[Collected data]
________________________

Issue #204, opened 2017-06-20
IOptionsMonitor is singleton but listener registration is not thread safe


pakrym:
Bad things might happen if two consumers subscribe concurrently. 
Also if subscription happens during invocation.
/cc @HaoK

HaoK:
Yuck, yup not threadsafe

HaoK:
Discussed with @ajcvickers will fix with either using a `SynchronizedCollection` or explicit locks

pakrym:
You can also use `event` internally it is already synchronized.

________________________

• [Goal of the exercise] Each entry must be retyped exactly as it was written above.

• [Output for this task]
Issue #204, opened 2017-06-20
IOptionsMonitor is singleton but listener registration is not thread safe


pakrym:
Bad things might happen if two consumers subscribe concurrently. 
Also if subscription happens during invocation.
/cc @HaoK

HaoK:
Yuck, yup not threadsafe

HaoK:
Discussed with @ajcvickers will fix with either using a `SynchronizedCollection` or explicit locks

pakrym:
You can also use `event` internally it is already synchronized.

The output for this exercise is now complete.